◆ How to complete this task
Filter the records for "unit" and keep each line that has it.

++++ Excerpted data

PR #2403, opened 2026-04-01
Optimize nettrace-to-TraceLog Conversion

brianrob:
## Summary

Optimizes the nettrace-to-TraceLog/ETLX conversion pipeline, reducing conversion time for a 1.68 GB nettrace file from **~22 minutes to ~40 seconds** (34x speedup).

## Problem

Converting large nettrace files (e.g., from OneCollect Linux traces with many threads) to TraceLog/ETLX format was extremely slow. Profiling revealed three bottlenecks:

1. **`EventCache.SortAndDispatch`** consumed ~75% of CPU — O(N×T) linear scan over all thread queues per event block, plus per-call LINQ `List` allocations.
2. **`ParsedSymbolMetadata`** consumed ~10% of CPU — JSON deserialization repeated on every property access.
3. **`FileName` string allocations** consumed ~12% of CPU — `GetShortUTF8StringAt()` called 3 times per mapping event.

### EventCache min-heap (`EventCache.cs`)
- Replaced the O(N×T) linear scan in `SortAndDispatch` with an O(N×log T) min-heap merge.
- Introduced a generic `MinHeap<TValue>` class with full unit test coverage (13 tests).
- Added `_activeThreadQueues` HashSet to track only threads with pending events, avoiding iteration over the full thread dictionary.

### Cache ParsedSymbolMetadata (`UniversalSystemTraceEventParser.cs`)
- Cached the result of `ProcessMappingSymbolMetadataParser.TryParse()` to avoid repeated JSON deserialization.
- Reset cache in `Dispatch()` to prevent stale data when TraceEvent objects are reused.
- Added `Clone()` override to preserve cached values in cloned events.

### Reduce FileName allocations (`NettraceUniversalConverter.cs`)
- Read `data.FileName` once into a local variable instead of accessing the property 3 times (each access allocates a new string via `GetShortUTF8StringAt`).
- Call `UniversalMapping(string, ...)` overload directly, passing the cached string.

## Performance Results

Measured with a 1.68 GB nettrace file (8.6M events, 11.5K processes) using Release builds:

| Metric | Before | After |
|---|---|---|
| **Conversion time** | **22:26 (1346s)** | **00:40 (40s)** |
| **Speedup** | — | **34×** |
| Events | 8,583,800 | 8,583,800 ✓ |
| Processes | 11,509 | 11,509 ✓ |
| Unique code addresses | 174,476 | 174,476 ✓ |
| Unique stacks | 206,467 | 206,467 ✓ |
| ETLX file size | 3,051,574,460 | 3,051,574,460 ✓ |

All semantic statistics match. ETLX files are the same size but not byte-identical due to different tie-breaking order for same-timestamp events (min-heap vs linear scan).

## Testing

- All existing tests pass (2,274 on net8.0 + 2,289 on net462).
- 13 new MinHeap unit tests added.

### DIFF
--- a/src/TraceEvent/EventPipe/EventCache.cs
+++ b/src/TraceEvent/EventPipe/EventCache.cs
@@ -196,7 +196,7 @@ namespace Microsoft.Diagnostics.Tracing.EventPipe
             // Merge events in timestamp order using the min-heap.
             while (_heap.Count > 0)
             {
-                Queue<EventMarker> minQueue = _heap.PeekQueue;
+                Queue<EventMarker> minQueue = _heap.PeekValue;
                 EventMarker eventMarker = minQueue.Dequeue();
                 OnEvent?.Invoke(ref eventMarker.Header);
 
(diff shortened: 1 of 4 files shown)


brianrob:
cc: @zachcmadsen

leculver (approved):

++++++++

◆ Problem solution
- Introduced a generic `MinHeap<TValue>` class with full unit test coverage (13 tests).
- 13 new MinHeap unit tests added.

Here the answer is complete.